Dataset entries:
<<<<
PR #264, opened 2025-09-19
Remove `enum_primitive` dependency

str4d:
`enum_primitive` was last updated 8 years ago, and it depends on `num-traits 0.1`. This causes a bunch of type confusion problems in projects that depend on `num-traits 0.2` (as that crate used the "compatibility trick" of re-exporting the `num-traits 0.2` API inside the last release of `num-traits 0.1`, which today causes ambiguous trait resolution errors).


str4d:
[Rebased](https://github.com/ZcashFoundation/zcash_script/compare/8dc114706ab424409dd84428d7671c9e955c3c86..03bf5b5141482c200e76cda70ac07e06900736f0) on #247 again after it was rebased.

src/opcode/mod.rs
```diff
@@ -1177,3 +1177,144 @@ impl From<Disabled> for u8 {
...
+            Disabled::OP_OR,
+            Disabled::OP_XOR,
+            Disabled::OP_2MUL,
+            Disabled::OP_2DIV,
+            Disabled::OP_MUL,
+            Disabled::OP_DIV,
+            Disabled::OP_MOD,
+            Disabled::OP_LSHIFT,
+            Disabled::OP_RSHIFT,
+            Disabled::OP_CODESEPARATOR,
```
daira, line 1411: I have not checked that this is exactly the disabled opcodes.

daira (approved):
utACK

PR #267, opened 2025-09-22
Fix the fuzzer

sellout:
`script::Raw` had its type change, but the fuzzer didn’t get updated at the time.


str4d (approved):
utACK 072162d967b64de8d705a71a8955dfa8477c490c

PR #268, opened 2025-09-22
Expand `signature-validation` feature

sellout:
`CallbackTransactionSignatureChecker` is now only defined if `signature-validation` is enabled. Otherwise, callers are forced to use `NullSignatureChecker`, making it clearer that validation won’t happen.


src/lib.rs
```diff
@@ -481,25 +481,50 @@ pub struct ComparisonInterpreter<T, U> {
     second: U,
 }
 
+/// Creates an `interpreter::SignatureChecker`. The actual type depends on whether the
+/// `signature-validation` feature is enabled. If it’s not, it will create a checker that always
+/// fails.
+#[cfg(feature = "signature-validation")]
+pub fn create_signature_checker(
```
daira, line 488: This is kind-of missing the point of my [original comment](https://github.com/ZcashFoundation/zcash_script/pull/262#discussion_r2367837703), which was that the semantics of an API (rather than its presence) shouldn't normally be dependent on a feature flag.

src/lib.rs
```diff
@@ -481,25 +481,50 @@ pub struct ComparisonInterpreter<T, U> {
...
+    }
+}
+#[cfg(not(feature = "signature-validation"))]
+pub fn create_signature_checker(
+    _sighash: interpreter::SighashCalculator,
+    _lock_time: i64,
+    _is_final: bool,
+) -> impl interpreter::SignatureChecker {
+    interpreter::NullSignatureChecker()
+}
```
daira, line 506:
```suggestion
```

src/lib.rs
```diff
@@ -481,25 +481,50 @@ pub struct ComparisonInterpreter<T, U> {
...
 
+/// Creates an `interpreter::SignatureChecker`. The actual type depends on whether the
+/// `signature-validation` feature is enabled. If it’s not, it will create a checker that always
+/// fails.
+#[cfg(feature = "signature-validation")]
+pub fn create_signature_checker(
+    sighash: interpreter::SighashCalculator,
+    lock_time: i64,
+    is_final: bool,
+) -> impl interpreter::SignatureChecker + '_ {
```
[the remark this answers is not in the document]
daira: If this were not public (as in my suggestion), then this would be fine. I think you're right that it's problematic as is.

src/lib.rs
sellout: Yeah, this was me trying to keep the tests intact, when really I should have gone the other way. `create_signature_checker` is now gone. `cxx_rust_comparison_interpreter` is conditionalized on the `signature-validation` feature (because they’re really not comparable if signature validation is disabled), and I’ve split a bunch of tests up that previously used the comparison interpreter to now just test the individual interpreters (the comparison interpreter is exercised by the arbitrary scripts tests).

sellout: I think this change addresses most of the comments.

libzcash_script/src/lib.rs
```diff
@@ -385,86 +387,126 @@ mod tests {
...
+            lock_time: lock_time.into(),
+            is_final,
+        })
+        .verify_callback(&SCRIPT, flags);
+
+        assert_eq!(ret, Ok(false));
+    }
+
+    #[test]
+    fn it_fails_on_invalid_sighash_with_null_checker() {
```
str4d, line 461: AFAICT this is identical to `it_fails_with_null_checker` and is not checking anything new. Remove this.

libzcash_script/src/lib.rs
```diff
@@ -385,86 +387,126 @@ mod tests {
...
+            lock_time: lock_time.into(),
+            is_final,
+        })
+        .verify_callback(&SCRIPT, flags);
+
+        assert_eq!(ret, Ok(false));
+    }
+
+    #[test]
+    fn it_fails_on_missing_sighash_with_null_checker() {
```
str4d, line 503: AFAICT this is identical to `it_fails_with_null_checker` and is not checking anything new. Remove this.

str4d (approved):
utACK abc410cd2bcebcb71b69eb46edbefde3e0d3e0c2 with notes.

daira (commented):
Post-hoc ACK

PR #274, opened 2025-09-24
Minimize the public API

sellout:


str4d:
CI failures are due to partal service disruption at Docker (https://www.dockerstatus.com/), nothing we can do about it, but they also don't matter here because dependencies aren't being altered.

PR #275, opened 2025-09-25
Release `zcash_script 0.4.0`, `libzcash_script 0.1.0`

str4d:
Given that our eventual plan is to end support for `libzcash_script`, my proposal is that we keep tagging the `zcash_script` release commits with the regular tags (so this would be `v0.4.0`), while the `libzcash_script` release tags are prefixed (so this would be `libzcash_script-v0.1.0`).

### DIFF
--- a/Cargo.lock
+++ b/Cargo.lock
@@ -736,7 +736,7 @@ checksum = "589f6da84c646204747d1270a2a5661ea66ed1cced2631d546fdfb155959f9ec"
 
 [[package]]
 name = "zcash_script"
-version = "0.3.2"
+version = "0.4.0"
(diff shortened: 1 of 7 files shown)


str4d:
CI failures are due to partal service disruption at Docker (https://www.dockerstatus.com/), nothing we can do about it.

str4d:
Published 670b41281963196f8c7add4fa957f8acb19a4e5b as `v0.4.0`

str4d:
Published 543c3790c3da6b3281025ff0c90e6f463d348d17 as `libzcash_script-v0.1.0`.

PR #304, opened 2026-05-29
make sig_op_count() match zcashd

conradoplg:
Fixes sig op count in the Rust path to match zcashd behaviour


arya2 (approved):
Looks good!

PR #47, opened 2022-07-22
cli: improve error handling in the command functions

### LINKED ISSUE #46: cli: improve error handling in the command functions
Currently, every function detects its own errors, prints them to the standard output and exits the program. Instead, we should do the same thing that a lot of go libraries do: return the error to the calling function. We can do this in every function and use the cobra's `RunE` functionality, which will take care of writing the error to the user

BrunoRosendo:
Changes the logic we use to handle errors. Now, instead of simply printing an error to the console and exiting the program, the errors are returned to the calling function.
In the end, the error is handled by Cobra, using the RunE function option.

closes #46

### DIFF
--- a/client/client.go
+++ b/client/client.go
@@ -2,7 +2,7 @@ package client
 
 import (
 	"crypto/tls"
-	"fmt"
+	"errors"
 	"net/http"
 	"net/url"
 	"os"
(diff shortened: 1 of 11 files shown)


BrunoRosendo:
Do you think it's worth to return errors in [this function](https://github.com/reanahub/reana-client-go/blob/cd7a30db7691610c97f3200dfa4c102b1ed96db1/client/client.go#L24) as well? I don't think so because it's always a fatal error and it's a bit annoying to handle it in the commands, like [here](https://github.com/reanahub/reana-client-go/blob/cd7a30db7691610c97f3200dfa4c102b1ed96db1/cmd/du.go#L99)

BrunoRosendo:
> Do you think it's worth to return errors in [this function](https://github.com/reanahub/reana-client-go/blob/cd7a30db7691610c97f3200dfa4c102b1ed96db1/client/client.go#L24) as well? I didn't think so because it's always a fatal error and it's a bit annoying to handle it in the commands, like [here](https://github.com/reanahub/reana-client-go/blob/cd7a30db7691610c97f3200dfa4c102b1ed96db1/cmd/du.go#L99)

On a second thought, I think it may be worth it, since otherwise we'd have to always pass the output stream to the function. But I'd like some feedback on it

mdonadoni (approved):
LGTM!

PR #50, opened 2022-07-26
cli: fix list filter by replacing stringArray with stringSlice

### LINKED ISSUE #31: cli: implement `logs` command
Create a new `logs` command that replicates all the functionality we have in `reana-client`.
It should also include all the flags and return exactly the same output as `reana-client logs`.

Please note that `status` command implementeed in `reana-client` uses some coloring which could be added later as part of https://github.com/reanahub/reana-client-go/issues/2 issue.

BrunoRosendo:
closes #31


mdonadoni (approved):
LGTM!

Issue #2, opened 2022-06-21
cli: introduce a logging library


audrium:
Introduce some nice info/debug/error logging library with coloring like we have in [python client](https://github.com/reanahub/reana-client/blob/master/reana_client/printer.py#L21) and implement a logic for a [loglevel](https://github.com/reanahub/reana-client-go/pull/1/files#diff-ab967ab1a2f3a1b769106eeb7bfe892ef0e81d1d27811fa15be08e6749feee1fR33) flag

_Originally posted by @tiborsimko in https://github.com/reanahub/reana-client-go/pull/1#discussion_r901818913_

Libraries to consider:
- PTerm: https://pterm.sh/

audrium:
Nice findings! I've checked [Logrus](https://github.com/sirupsen/logrus) and it seems that it's exactly what we need to log all the actions we perform and to implement a [loglevel](https://github.com/reanahub/reana-client-go/pull/1/files#diff-ab967ab1a2f3a1b769106eeb7bfe892ef0e81d1d27811fa15be08e6749feee1fR33) flag. And as you said [Go-Pretty](https://github.com/jedib0t/go-pretty) could be used to implement something similar to `display_message()` utility for coloring the output!

PR #54, opened 2022-07-29
cli: implement loglevel flag

audrium:
closes https://github.com/reanahub/reana-client-go/issues/2

Implements a global `loglevel` flag by using a [Logrus](https://github.com/sirupsen/logrus) library.

To test:
```
- go run . du -w workflow -l DEBUG # should display the output from go-swagger and print all the flags used in the cmd
- go run . open -w workflow -l INFO # should display only an info level message
- go run . du -w workflow -l TEST # should return an error
```

As part of this PR changed `ValidateArgChoice()` to more generic `ValidateChoice()` to allow using it also for flags.


utils/utils.go
```diff
@@ -203,3 +205,10 @@ func GetWorkflowNameAndRunNumber(workflowName string) (string, string) {
 func FormatSessionURI(serverURL string, path string, token string) string {
 	return serverURL + path + "?token=" + token
 }
+
+func LogCmdFlags(cmd *cobra.Command) {
```
mdonadoni, line 209: What do you think about calling this function in the `runE` function of the root command, so that it is automatically done for each command?

cmd/root.go
```diff
@@ -20,11 +22,14 @@ func NewRootCmd() *cobra.Command {
...
 		SilenceUsage: true,
+		PersistentPreRunE: func(cmd *cobra.Command, args []string) error {
+			return runE(cmd)
+		},
 	}
 
 	cmd.SetOut(os.Stdout)
 
-	cmd.PersistentFlags().BoolP("loglevel", "l", false, "Sets log level [DEBUG|INFO|WARNING]")
+	cmd.PersistentFlags().StringP("loglevel", "l", "WARNING", "Sets log level [DEBUG|INFO|WARNING]")
```
mdonadoni, line 32: What do you think about using a struct to save this flag, just like we did for the other commands in https://github.com/reanahub/reana-client-go/pull/56?

cmd/root.go
```diff
@@ -38,3 +43,33 @@ func NewRootCmd() *cobra.Command {
...
+func runE(cmd *cobra.Command) error {
+	logLevelFlag, _ := cmd.Flags().GetString("loglevel")
+
+	if err := addLogger(logLevelFlag); err != nil {
+		return err
+	}
+	return nil
+}
+
+func addLogger(logLevelFlag string) error {
```
mdonadoni, line 56:
```suggestion
func setupLogger(logLevelFlag string) error {
```
WDYT?

cmd/root.go
```diff
@@ -38,3 +43,33 @@ func NewRootCmd() *cobra.Command {
...
 	return cmd
 }
+
+func runE(cmd *cobra.Command) error {
+	logLevelFlag, _ := cmd.Flags().GetString("loglevel")
+
+	if err := addLogger(logLevelFlag); err != nil {
+		return err
+	}
+	return nil
```
mdonadoni, line 53:
```suggestion
	return addLogger(logLevelFlag); 
```
WDYT?

cmd/root.go
```diff
@@ -38,3 +43,33 @@ func NewRootCmd() *cobra.Command {
...
+		"loglevel",
+	); err != nil {
+		return err
+	}
+	level, err := log.ParseLevel(logLevelFlag)
+	if err != nil {
+		return err
+	}
+	log.SetLevel(level)
+	log.SetOutput(os.Stdout)
```
mdonadoni, line 69: What do you think about writing to `os.Stderr`, just like the Python client does?

utils/utils.go
audrium: Nice suggestion, thanks

cmd/root.go
audrium: I left this as it is, since here we could add different things like viper configuration, etc and this syntax could be useful. Please see https://github.com/reanahub/reana-client-go/pull/60/files#diff-ab967ab1a2f3a1b769106eeb7bfe892ef0e81d1d27811fa15be08e6749feee1fR49-R65

cmd/root.go
audrium: Nice catch

mdonadoni (approved):
Looks good, well done!

PR #56, opened 2022-07-29
cli: use options struct for flags and configuration

### LINKED ISSUE #49: cli: handle flag parsing errors
Command flags are defined in the function responsible for creating a new command (e.g. `newListCmd`) and are then parsed in the function that implements the logic of the command (e.g. `list`)

https://github.com/reanahub/reana-client-go/blob/06576d7027467cef61c6c7891900d00ee15bf8f9/cmd/list.go#L83

https://github.com/reanahub/reana-client-go/blob/06576d7027467cef61c6c7891900d00ee15bf8f9/cmd/list.go#L107

The `Get*` methods are used to get the flags' values, however there can be errors when the method used does not match the type of the flag (e.g. using `GetStringArray` for a `StringSlice` flag). For this reason, these methods might return an error.

Currently we do not check these errors, but this is not a good idea as flags might be unexpectedly ignored (see #48) .

Two possible options:
1. Check the errors returned by `Get*`. However, this would make the code much more verbose.
2. Define the flags using the `*Var` variants (e.g. `StringVar`). This is what GitHub CLI and Helm do. For example, this is the struct used to store the flags' values of the `helm repo add` command ([source](https://github.com/helm/helm/blob/937798868518b7c5dbcbefac5bfe0b2e045e3bae/cmd/helm/repo_add.go#L46-L66)):

    ```go
    type repoAddOptions struct {
    	name                 string
    	url                  string
    	username             string
    	password             string
    	...
    }
    ```

    These are the definitions of the flags ([source](https://github.com/helm/helm/blob/937798868518b7c5dbcbefac5bfe0b2e045e3bae/cmd/helm/repo_add.go#L69-L97)):
    ```go
    o := &repoAddOptions{}
    
    cmd := &cobra.Command{
    	...
    }
    
    f := cmd.Flags()
    f.StringVar(&o.username, "username", "", "chart repository username")
    f.StringVar(&o.password, "password", "", "chart repository password")
    ...
    ```
    The flags' values can then be read from the defined variable, instead of calling `Get*`.

BrunoRosendo:
closes #49

### DIFF
--- a/cmd/open.go
+++ b/cmd/open.go
@@ -37,72 +37,77 @@ interactive session. Overrides the default image
 for the selected type.
 `
 
+type openOptions struct {
+	token                  string
+	serverURL              string
+	workflow               string
+	image                  string
+	interactiveSessionType string
+}
+
 func newOpenCmd() *cobra.Command {
+	o := &openOptions{}
+
 	cmd := &cobra.Command{
 		Use:   "open",
 		Short: "Open an interactive session inside the workspace.",
 		Long:  openDesc,
 		RunE: func(cmd *cobra.Command, args []string) error {
-			token, _ := cmd.Flags().GetString("access-token")
-			if token == "" {
-				token = os.Getenv("REANA_ACCESS_TOKEN")
+			if o.token == "" {
+				o.token = os.Getenv("REANA_ACCESS_TOKEN")
 			}
-			serverURL := os.Getenv("REANA_SERVER_URL")
-			workflow, _ := cmd.Flags().GetString("workflow")
-			if workflow == "" {
-				workflow = os.Getenv("REANA_WORKON")
+			o.serverURL = os.Getenv("REANA_SERVER_URL")
+			if o.workflow == "" {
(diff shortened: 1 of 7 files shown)


cmd/open.go
```diff
@@ -37,72 +37,77 @@ interactive session. Overrides the default image
...
 	}
 
-	cmd.Flags().StringP("access-token", "t", "", "Access token of the current user.")
-	cmd.Flags().
-		StringP("workflow", "w", "", "Name or UUID of the workflow. Overrides value of REANA_WORKON environment variable.")
-	cmd.Flags().StringP("image", "i", "", openImageFlagDesc)
+	f := cmd.Flags()
+	f.StringVarP(&o.token, "access-token", "t", "", "Access token of the current user.")
+	f.StringVarP(
+		&o.token,
```
mdonadoni, line 94:
```suggestion
		&o.workflow,
```

mdonadoni (changes requested):

mdonadoni (approved):
LGTM!

PR #57, opened 2022-08-01
cli: centralize logic that handles env var configuration

### LINKED ISSUE #45: cli: centralize logic that handles env variables configuration
In order to reduce repeated code, we should discuss and implement a way to centralize the logic involving configuration using environment variables. For example, take a look at [this comment](https://github.com/reanahub/reana-client-go/pull/42#discussion_r927389682)

BrunoRosendo:
closes #45

### DIFF
--- a/config/env.go
+++ b/config/env.go
@@ -1,0 +1,35 @@
+/*
+This file is part of REANA.
+Copyright (C) 2022 CERN.
+
+REANA is free software; you can redistribute it and/or modify it
+under the terms of the MIT License; see LICENSE file for more details.
+*/
+
+package config
+
+import "os"
+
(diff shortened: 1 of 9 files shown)


config/env.go
```diff
@@ -0,0 +1,35 @@
...
+
+type envConfig struct {
+	ServerURL   string
+	AccessToken string
+	Workflow    string
+}
+
+func newEnvConfig() *envConfig {
+	config := &envConfig{
+		ServerURL:   envOrDefault("REANA_SERVER_URL", ""),
```
BrunoRosendo, line 23: This is the same as `os.GetEnv()` but I think this is more clear and we can use the same logic for other default values in the future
>>>>
§ TASK DETAILS
In the entries, some lines may contain the word "writing". Give how many do, as a number by itself.

§ REPLY
2